As I reflect on my doctoral dissertation, I'm excited to share with you the key insights from my research into orthorexia nervosa, cognitive flexibility, and distress tolerance. This work represents a significant contribution to our understanding of this emerging eating disorder and its relationship with important cognitive and emotional processes.
The Research Journey
My dissertation comprised three cross-sectional studies, each building upon the last to create a comprehensive picture of orthorexia nervosa and its associated factors:
1. Study 1: State Cognitive Flexibility and Orthorexia Nervosa
- Examined the relationship between state cognitive flexibility (measured by the Cognitive Flexibility Inventory) and orthorexia nervosa symptoms during the COVID-19 pandemic.
- Key Finding: Lower perceived ability to control difficult situations was associated with higher orthorexia nervosa symptoms. Surprisingly, a greater ability to generate alternative solutions was linked to increased symptoms, possibly due to the unique context of the pandemic.
2. Study 2: Trait Cognitive Flexibility and Orthorexia Nervosa
- Investigated trait cognitive flexibility using the Wisconsin Card Sorting Test in relation to orthorexia nervosa symptoms.

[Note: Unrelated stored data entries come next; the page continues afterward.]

PR #4251, opened 2026-07-20
fix(#4250): match ASB scheduler SessionId/reserved-header bag lookups case-insensitively

### LINKED ISSUE #4250: Session-affine messages lose their SessionId when sent through a relational outbox to Azure Service Bus (header-bag keys camelCased on persist, looked up PascalCase)
> 📖 **Before filing a bug**, please check the [documentation](https://brightercommand.gitbook.io/paramore-brighter-documentation/) to see if your issue is covered.

### Describe the bug
When a message carrying a `SessionId` header-bag entry is sent via the **relational outbox** (confirmed with the MsSql outbox) to **Azure Service Bus**, the native `ServiceBusMessage.SessionId` is never set, and the message is rejected/dead-lettered by session-required (or partitioned) entities with *"Session enabled entity doesn't allow a message whose session identifier is null."*

Root cause is a casing mismatch between three internal Brighter components that all handle `MessageHeader.Bag` differently:

1. A producer/mapper writes a bag entry with a **PascalCase** key: `Bag["SessionId"] = "<key>"`.
2. `RelationDatabaseOutbox` serialises `message.Header.Bag` with `JsonSerialisationOptions.Options`, whose `PropertyNamingPolicy = JsonNamingPolicy.CamelCase`. The custom converter, `DictionaryStringObjectJsonConverter.Write`, applies that policy to the dictionary **keys** (not just POCO property names), so `"SessionId"` is persisted to the `HeaderBag` column as `"sessionId"`.
3. On read, `DictionaryStringObjectJsonConverter.Read` restores the key **verbatim** (no reverse mapping) into a **case-sensitive** `Dictionary<string, object>` (`MessageHeader.Bag`'s type), so the rehydrated key is `"sessionId"`.
4. `AzureServiceBusMessagePublisher.AddBrighterHeaders` looks the value up case-sensitively via `ASBConstants.SessionIdKey`, which is the literal `"SessionId"` (PascalCase). This lookup misses `"sessionId"`, so `ServiceBusMessage.SessionId` is never set.

This means **no** header-bag key set with a non-camelCase name can survive an outbox round-trip and still be found by a case-sensitive consumer, because `JsonNamingPolicy.CamelCase` always lower-cases the leading character(s).

As a side effect, the un-matched `"sessionId"` key also leaks into `ApplicationProperties`: `AzureServiceBusMessagePublisher`'s reserved-header filter (`ASBConstants.ReservedHeaders.Contains(h.Key)`) is also case-sensitive PascalCase, so it no longer recognises the lower-cased key as reserved. The lower-cased key showing up in application properties is the diagnostic fingerprint for this bug.

The **in-process/direct** send path (no outbox round-trip) is unaffected, since the bag is never JSON-serialised in that path.

The identical defect is independently duplicated in `Paramore.Brighter.MessageScheduler.Azure`'s `AzureServiceBusScheduler`, which declares its own `SessionIdKey = "SessionId"` constant and the same case-sensitive lookup/reserved-header pattern.

We also found the same *class* of defect affecting other transports that use a PascalCase-leading bag key, e.g. `Paramore.Brighter.MessagingGateway.RocketMQ`'s `HeaderNames.Keys = "Brighter-RocketMQ-Keys"` and `HeaderNames.Tag = "Brighter-RocketMQ-Tag"`, both looked up case-sensitively in `RocketMqMessageProducer`. By contrast, `Paramore.Brighter.MessagingGateway.AWSSQS`'s `HeaderNames.DeduplicationId = "messageDeduplicationId"` is already camelCase and survives the round-trip — consistent with the `JsonSerialisationOptions` doc comment's own advice to use camelCase bag keys, which isn't followed by the ASB or RocketMQ constants.

We reviewed the source in this repo directly (types and line references below are from the current `main`, commit `ecb6ba11b1b0d6d05a175d022ac59bb3ac92cace`, not a decompile) and can confirm every step above:

- `src/Paramore.Brighter/JsonConverters/JsonSerialisationOptions.cs` — `PropertyNamingPolicy = JsonNamingPolicy.CamelCase` (its own doc comment already flags the camelCasing behaviour as a footgun for bag keys).
- `src/Paramore.Brighter/Serialization/DictionaryStringObjectJsonConverter.cs` — `Write` applies `options.PropertyNamingPolicy?.ConvertName(propertyName)` to the key; `Read` does not reverse it and constructs a default (ordinal, case-sensitive) `Dictionary<string, object?>`.
- `src/Paramore.Brighter/MessageHeader.cs` — `Bag` is `Dictionary<string, object>` (case-sensitive).
- `src/Paramore.Brighter/RelationDatabaseOutbox.cs` — both the persist path and `GetContextBag`/rehydrate path use `JsonSerialisationOptions.Options` for the `HeaderBag` column.
- `src/Paramore.Brighter.MessagingGateway.AzureServiceBus/ASBConstants.cs` — `SessionIdKey = "SessionId"`.
- `src/Paramore.Brighter.MessagingGateway.AzureServiceBus/AzureServiceBusMessagePublisher.cs` — case-sensitive `Bag.TryGetValue(ASBConstants.SessionIdKey, ...)` and case-sensitive `ReservedHeaders.Contains(h.Key)`.
- `src/Paramore.Brighter.MessageScheduler.Azure/AzureServiceBusScheduler.cs` — independent duplicate of the same pattern.

No test in `tests/` exercises this round-trip (a mapper-only or in-process test passes and misses the bug — the outbox round-trip has to be exercised for it to surface).

### Proposed solution
To keep the fix's footprint small and avoid touching the shared JSON converter (which all transports and the outbox rely on) or widening `MessageHeader.Bag` to a case-insensitive dictionary (a behavioural change with a much larger blast radius), we'd propose scoping the fix to the affected Azure Service Bus call sites only:

1. In `AzureServiceBusMessagePublisher.AddBrighterHeaders`, replace the case-sensitive `Bag.TryGetValue(ASBConstants.SessionIdKey, ...)` with a case-insensitive lookup (e.g. a linear scan with `StringComparison.OrdinalIgnoreCase`, since `Bag` is small and stays a plain `Dictionary<string, object>`).
2. In the same method, change the reserved-header leak filter to `ASBConstants.ReservedHeaders.Contains(h.Key, StringComparer.OrdinalIgnoreCase)` so a lower-cased `sessionId` key is still excluded from `ApplicationProperties` after an outbox round-trip.
3. Apply the identical two changes to `AzureServiceBusScheduler` in `Paramore.Brighter.MessageScheduler.Azure`, which has its own independent copy of the same bug.

This corrects the reported defect without changing `JsonSerialisationOptions`, `DictionaryStringObjectJsonConverter`, or `MessageHeader.Bag`, so it doesn't affect any other transport, the outbox itself, or any code that may currently depend on the existing camelCasing behaviour. We're not proposing a fix for the RocketMQ instance of the same underlying class of bug in this issue — flagging it here for awareness/triage, since it may warrant a separate issue and fix scoped the same way.

Happy to raise the PR for the three changes above once the approach is agreed.

### To Reproduce
1. Configure a Brighter producer with the **MsSql outbox** (or any relational outbox) and the Azure Service Bus gateway, targeting a **session-required** ASB topic/queue.
2. Use a message mapper that sets `header.Bag["SessionId"] = "some-session-key"`.
3. Call `DepositPostAsync(request)` and let the sweeper (`ClearOutboxAsync`) dispatch it — do not post in-process.
4. Observe: Azure Service Bus rejects/dead-letters the message with a null session id. Inspecting the persisted outbox row shows the `HeaderBag` column contains `"sessionId"` (lower-cased), and the constructed `ServiceBusMessage.SessionId` is `null`.

Contrast: posting the same message **in-process** (bypassing the outbox) sets `SessionId` correctly, since the bag is never JSON round-tripped in that path.

### Exceptions (if any)
No .NET exception is thrown inside Brighter. The failure surfaces from Azure Service Bus itself when the message reaches a session-required entity:

```
Microsoft.Azure.ServiceBus... / Azure.Messaging.ServiceBus:
Session enabled entity doesn't allow a message whose session identifier is null.
```

### Further technical details
- Brighter version: confirmed against published NuGet packages 10.5.1 and 10.6.0; also confirmed present in this repo's `main` branch at commit `ecb6ba11b1b0d6d05a175d022ac59bb3ac92cace` (2026-05-18) via direct source review.
- `dotnet --info` (relevant subset):
  ```
  .NET SDK: 10.0.203
  Host: 10.0.10 (x64)
  .NET runtimes installed: Microsoft.NETCore.App 6.0.36, 7.0.20, 8.0.26, 8.0.29, 9.0.15, 10.0.7, 10.0.10
  ```
- OS: Windows 11 (10.0.26200)

MikeFreeman-Flagstone:
## Summary

Fixes #4250.

**Scope note:** #4250 originally reported this bug against both `AzureServiceBusMessagePublisher` and `AzureServiceBusScheduler`. Since filing it, I found that #4205 (merged, closing #4054) already fixed the publisher half with an `ASBConstants.IsBagKey`/`IsReservedHeader` helper, and #4215 (merged, closing #4151/#4214) fixed the underlying root cause (bag keys no longer get camelCased on write at all). Neither PR touched `AzureServiceBusScheduler`, which carries its own independent copy of `ASBConstants` and had the identical bug. This PR is now scoped to just that remaining gap.

`AzureServiceBusScheduler.ConvertToServiceBusMessage` looked up `Bag["SessionId"]` and filtered `ReservedHeaders` case-sensitively in PascalCase. An outbox-sourced message whose bag key comes back in a different casing (e.g. from an older camelCasing round-trip, or any other naming policy) would silently lose its `ServiceBusMessage.SessionId`, and the mismatched key would leak into `ApplicationProperties` instead of being recognised as reserved.

## Fix

Ports the exact `IsBagKey`/`IsReservedHeader` pattern #4205 introduced into `Paramore.Brighter.MessagingGateway.AzureServiceBus.ASBConstants`, into the scheduler's own nested `ASBConstants`, for consistency with the already-reviewed and merged approach rather than reintroducing a different one.

## Test plan

- [x] Scheduler project builds clean.
- [x] Confirmed against upstream `master`: upstream's existing `When_Converting_A_Message_With_A_Session_Id.cs` (added by #4205) still passes unaffected — this PR doesn't touch the publisher.
- [ ] No dedicated test for the scheduler itself: there is currently no test project for `Paramore.Brighter.MessageScheduler.Azure` in this repo. Applied by parity with the reviewed and tested publisher fix. Happy to add a test project as a follow-up if maintainers want that separated out.

### DIFF
--- a/src/Paramore.Brighter.MessageScheduler.Azure/AzureServiceBusScheduler.cs
+++ b/src/Paramore.Brighter.MessageScheduler.Azure/AzureServiceBusScheduler.cs
@@ -132,7 +132,7 @@ public class AzureServiceBusScheduler(
         azureServiceBusMessage.ApplicationProperties.Add(ASBConstants.ReplyToHeaderBagKey, message.Header.ReplyTo);
 
         foreach (var header in message.Header.Bag.Where(h =>
-                     !ASBConstants.ReservedHeaders.Contains(h.Key)
+                     !ASBConstants.IsReservedHeader(h.Key)
                      && !MessageHeader.IsLocalHeader(h.Key)))
         {
             azureServiceBusMessage.ApplicationProperties.Add(header.Key, header.Value);
@@ -144,11 +144,14 @@ public class AzureServiceBusScheduler(
         }
 
         var contentType = message.Header.ContentType ?? new ContentType(MediaTypeNames.Text.Plain);
-        
+
         azureServiceBusMessage.ContentType = contentType.ToString();
         azureServiceBusMessage.MessageId = message.Header.MessageId;
-        if (message.Header.Bag.TryGetValue(ASBConstants.SessionIdKey, out object? value))
-            azureServiceBusMessage.SessionId = value.ToString();
+        var sessionId = message.Header.Bag
+            .FirstOrDefault(h => ASBConstants.IsBagKey(h.Key, ASBConstants.SessionIdKey))
+            .Value;
+        if (sessionId is not null)
+            azureServiceBusMessage.SessionId = sessionId.ToString();
 
         return azureServiceBusMessage;
     }
@@ -167,6 +170,30 @@ public class AzureServiceBusScheduler(
                 LockTokenHeaderBagKey, MessageTypeHeaderBagKey, HandledCountHeaderBagKey, ReplyToHeaderBagKey,
                 SessionIdKey
             };
+
+        /// <summary>
+        /// Does a header bag <paramref name="key"/> refer to the reserved key <paramref name="reservedKey"/>?
+        /// Brighter's Outbox serializes the bag with <see cref="JsonSerialisationOptions.Options"/>, whose
+        /// <see cref="System.Text.Json.JsonSerializerOptions.PropertyNamingPolicy"/> rewrites bag keys — so a key
+        /// written as "SessionId" comes back transformed (for example "sessionId" or "session_id") depending on the
+        /// configured policy. We therefore match both the raw key and the key as the active naming policy would
+        /// render it, case-insensitively, so the lookup stays correct whatever policy the user configures.
+        /// </summary>
+        public static bool IsBagKey(string key, string reservedKey)
+        {
+            if (string.Equals(key, reservedKey, StringComparison.OrdinalIgnoreCase))
+                return true;
+
+            var namingPolicy = JsonSerialisationOptions.Options.PropertyNamingPolicy;
+            return namingPolicy is not null
+                   && string.Equals(key, namingPolicy.ConvertName(reservedKey), StringComparison.OrdinalIgnoreCase);
+        }
+
+        /// <summary>
+        /// Is a header bag <paramref name="key"/> one of the <see cref="ReservedHeaders"/>, accounting for any
+        /// naming-policy transformation applied during an Outbox round-trip? See <see cref="IsBagKey"/>.
+        /// </summary>
+        public static bool IsReservedHeader(string key) => ReservedHeaders.Any(reserved => IsBagKey(key, reserved));
     }
 
     /// <inheritdoc />


iancooper:
It might be worth understanding this fix first: https://github.com/BrighterCommand/Brighter/pull/4215

(Still awaiting a release, I think)

This removes the conversion that was being applied to bag key names as unwarranted, and leaves them as written. So I think it might also fix this, but generically.

MikeFreeman-Flagstone:
> It might be worth understanding this fix first: https://github.com/BrighterCommand/Brighter/pull/4215

Ah, yes, looks like it solves in on the publisher side, just verifying if its on scheduler side too.

MikeFreeman-Flagstone:
Does not make sense to resolve sessionIds on scheduled messages as the the point of sessions is for ordering. Closing PR.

- Key Finding: Cognitive inflexibility (measured by perseverative errors) was associated with positive feelings and increased knowledge about restrictive eating habits. However, cognitive flexibility (measured by completed categories) was linked to increased knowledge and greater perception of problems related to orthorexia.
3. Study 3: Distress Tolerance, Cognitive Flexibility, and Orthorexia Nervosa
- Explored the relationships between distress tolerance, cognitive flexibility, and orthorexia nervosa symptoms.
- Key Finding: Lower distress tolerance was associated with higher orthorexia nervosa symptoms. The control aspect of cognitive flexibility served as a protective factor, especially when combined with higher distress tolerance. Conversely, the alternatives aspect of cognitive flexibility was a risk factor when combined with lower distress tolerance.
Key Takeaways
1. Cognitive Flexibility is Multifaceted: My research highlighted that different aspects of cognitive flexibility (control vs. alternatives) can have varying impacts on orthorexia nervosa symptoms.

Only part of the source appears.